Can’t believe I didn’t link this song before. It sums it all up so well.

Seaofclouds's avatar

I know this is a month old, but I am interested to see what happens for Planned Parenthood now since it seems to be one of the biggest arguing points about the budget. Anyone else following what’s going on?

crisw's avatar

@Seaofclouds

I am. In all of its ridiculousness. Stupid grandstanding Republicans, threatening to bring down the government over whether or not poor women get reproductive heath care…

gorillapaws's avatar

@crisw weren’t they supposed to be against the government coming between a patient and their doctor?

Hilda's avatar

Republicans want to defund Planned parenthood because they really want to breed an army and a slave class.

Seaofclouds's avatar

It seems (from what I read this morning) that Planned Parenthood may have been saved in the deal they made at the last minute to avoid the shutdown.
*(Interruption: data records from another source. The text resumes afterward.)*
PR #368, opened 2024-04-10
Support all constructors

afsalthaj:
### Features and fixes

* Support for pattern matching on variants

```scala
// given worker.response TypeAnnotatedValue::Variant { Foo ..}

match worker.response {
   Foo(value) => value.id
   Bar(value) => value.id
}

```

* Fixed nested pattern matching - recursively identify the patterns
```scala
// given worker.response TypeAnnotatedValue::Variant { Foo ..{ Option { Result }

match worker.response {
   Foo(some(ok(value)) => value.id
   Bar(none) => value.id
}
```

* Support on wild card

```scala
match worker.response {
   some(_) => worker.response.id
   none => 'not found'
}
```

* Support on alias

```scala
match worker.response { 
  a @ ok(b @ _) => b 
  c @ err(d @ ok(e)) => {p : c, q: d, r: e.id} 
}

```
* Introduction of TypeMismatch

```scala
// given worker.response is TypeAnnotatedValue::U64(1)

// Following will result in type-mismatch error for the first arm itself - where we tried to match 1 with `ok`
match worker.response {
   ok(_) => "success"
   err(_) => "failure"
}
```

* Stricter pattern matching. Previously any value from worker.response could be considered as `Option::Some`. Now that we moved to `TypeAnnotatedValue` which clearly has `Some` and `None` types for optional values. So we can pattern match strictly, otherwise we get a `TypeMismatch` error.

* Disallowed random constructions. Removed `Expr::Constructor0` to being explicit. That while we can pattern match on any variant, users cannot construct random constructors. 

```scala
// Disallowed
match worker.response {
   some(_) => Foo(1)
   none => 'not found'
}
```

`Expr` cannot evaluate `Foo(1)` because it simply doesn't know what `Foo` is.

* Expr::Result and Expr::Option (and removed Expr::Constructor0)

* Tests in `text` module (for read and write) and `evaluator` module. The ones PR reviewers might be interested in is evaluator, to see the outcome of this PR

* Cleanups that are as follows:
   * Removed higher order functions to evaluate if-else expressions
   * Separate module for if-else, to be consistent with other patterns
   * Removed the complex structure InternalExprResult (which was holding a function insider, on what to do in the next loop). Works well only in Scala!
   * Renaming. A pattern match should consist of `match_expression` and a collection of `arms` and LHS of `arm` is `arm_pattern` and rhs of arm is `arm_body`, following consistent naming around pattern matching expressions in the wild.
   
   
   
There can be many things where we could optimize, I do have an eye on these things, but I think time to take a step back and progress with what we have now, and optimize it with specific tickets in place.


golem-worker-service-base/src/parser/expr/expr_parser.rs
```diff
@@ -1,495 +1,299 @@
...
-                                    let first_result: Rc<Expr> = Rc::clone(&first_result);
-                                    InternalExprResult::incomplete(
-                                        InCompleteExpressionContext::Else,
-                                        move |else_result| {
-                                            let first_result: Expr =
-                                                (*Rc::clone(&first_result)).clone();
-                                            InternalExprResult::complete(Expr::Cond(
-                                                Box::new(first_result),
-                                                Box::new(second_result.clone()),
-                                                Box::new(else_result),
```
afsalthaj, line 294: Forming higher order functions was logiccally ok, but it just giving me lot of pain with Rust

golem-worker-service-base/src/api/register_api_definition_api.rs
```diff
@@ -282,10 +282,7 @@ impl TryFrom<crate::worker_binding::GolemWorkerBinding> for grpc_apidefinition::
 
     fn try_from(value: crate::worker_binding::GolemWorkerBinding) -> Result<Self, Self::Error> {
         let response: Option<String> = match value.response {
-            Some(v) => {
-                let r = v.0.to_string().map_err(|e| e.to_string())?;
-                Some(r)
-            }
+            Some(v) => Some(v.0.to_string()),
```
justcoon, line 285: maybe you could use  `Option.map`

afsalthaj: That was me doing a fianl compilation error that happened "elsewhere"

jdegoes (approved):
Looks like a big improvement! I would create a Github issue that comprehensively documents the limitations of the current expression language--including, for example, that variant constructors may not be used. We will want to address these expressive issues, as well as performance issues (that may come from an interpreter) in Post 1.0.

afsalthaj:
@justcoon the display shouldn't fail as such for logical reasons. The std.io fails are mainly panic. I should be using only display instance everywhere. Merging this now.

PR #369, opened 2024-04-11
Persistent invocation queue

### LINKED ISSUE #178: Persistent invocation queue
Currently we don’t have a persistent invocation queue / mailbox for workers - the incoming invocations are implicitly enqueued in the worker executor’s memory but in case it gets restarted, they get lost. 

This is not a critical problem if the clients are using the “invoke-and-await” with a timeout, because they can retry the same invocation with the same invocation key to eventually get a result.

However, when using the “invoke” API, the caller has no (easy) way to do a retry in such scenarios. The expectation is that once we trigger an invocation, Golem will perform that no matter what.

vigoo:
Requires https://github.com/golemcloud/wasm-rpc/pull/31

Resolves #178


golem-worker-executor-base/src/durable_host/mod.rs
```diff
@@ -299,24 +301,20 @@ impl<Ctx: WorkerCtx> DurableWorkerCtx<Ctx> {
 
     pub async fn store_worker_status(&self, status: WorkerStatus) {
         let oplog_idx = self.state.oplog_idx;
+        let status_record = WorkerStatusRecord {
```
jdegoes, line 304: The time spent building this (worker status record as a fold over oplog) is proving quite worthwhile, and the architecture for doing new things like durable invocation queue is becoming clearer.

vigoo: Yes I'm very happy about it :)

golem-worker-executor-base/src/durable_host/durability.rs
```diff
@@ -268,13 +268,13 @@ impl<Ctx: WorkerCtx> DurableWorkerCtx<Ctx> {
                     serializable_result
                 )
             });
-            self.state.set_oplog_entry(oplog_entry).await;
+            self.state.oplog.add(oplog_entry).await;
```
afsalthaj, line 271: Is this a logical change required for the persistent queue, or just refactor?

golem-worker-executor-base/src/durable_host/golem/mod.rs
```diff
@@ -132,7 +132,10 @@ impl<Ctx: WorkerCtx> golem::api::host::Host for DurableWorkerCtx<Ctx> {
         Ok(self
             .public_state
             .promise_service
-            .create(&self.worker_id.worker_id, self.state.oplog_idx)
+            .create(
+                &self.worker_id.worker_id,
+                self.state.current_oplog_index().await,
```
afsalthaj, line 137: Is this a logical change or refactor? :)  - trying to understand what's being done

afsalthaj (approved):

golem-worker-executor-base/src/durable_host/durability.rs
vigoo: Refactoring how the oplog is accessed was necessary, because now we need to write to it outside of the worker's context.

PR #654, opened 2024-07-08
Fix benchmark report for comparison

afsalthaj:


integration-tests/src/benchmarks/report/benchmark_report.rs
```diff
@@ -276,13 +281,19 @@ mod internal {
...
     }
 
-    pub fn wrap_with_title(main_title: &str, content: &String) -> String {
+    pub(crate) fn wrap_with_title(main_title: &str, content: &String) -> String {
         format!(r#"\n# {}\n{}\n"#, main_title, content)
     }
+
+    pub(crate) fn display_optional_duration(duration: Option<Duration>) -> String {
+        duration.map_or("Unavailable".to_string(), |duration| {
+            format!("{:?}", duration)
```
afsalthaj, line 294: Unavailable shouldn't be in `debug` mode as it escapes string quotes, and that's the fix.
Before this, unavailable was printed as `\"unavailable\"` which conflicted within a json text

vigoo (approved):

PR #658, opened 2024-07-09
cli tests on release

senia-psm:


vigoo:
Note that CI is supposed to reuse the cached debug build in the CLI test step:
https://github.com/golemcloud/golem/blob/main/.github/workflows/ci.yaml#L403

So this change alone would break the current CI caching

PR #659, opened 2024-07-11
golem-host - get worker metadata

justcoon:
related to: https://github.com/golemcloud/golem/issues/497


golem-worker-executor-base/src/durable_host/golem/mod.rs
```diff
@@ -462,6 +463,26 @@ impl<Ctx: WorkerCtx> golem::api::host::Host for DurableWorkerCtx<Ctx> {
 
         Ok(())
     }
+
+    async fn get_self_metadata(&mut self) -> anyhow::Result<golem::api::host::WorkerMetadata> {
+        record_host_function_call("golem::api", "get_self_metadata");
+        let metadata = self.state.worker_service.get(&self.owned_worker_id).await;
```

The article I read didn’t give many specifics, but it did mention that they saved funding for family planning. I doubt the Republicans will stop there though.

laureth's avatar

And isn’t that “deal” just delaying a shutdown for another week? I’m sure it’ll be on the chopping block again in a few days.

BhacSsylan's avatar

Yeah, it’s been saved in the provisional bill, which lasts until September. As far as I can tell they still need to pass a full budget. This current measure is apparently not too bad, though, though details are few (that I can find). Biggest spending cut in history, etc.

More interestingly, Boehner is apparently telling people to shut up about cutting Title X, which is pretty cool. We’ll have to see.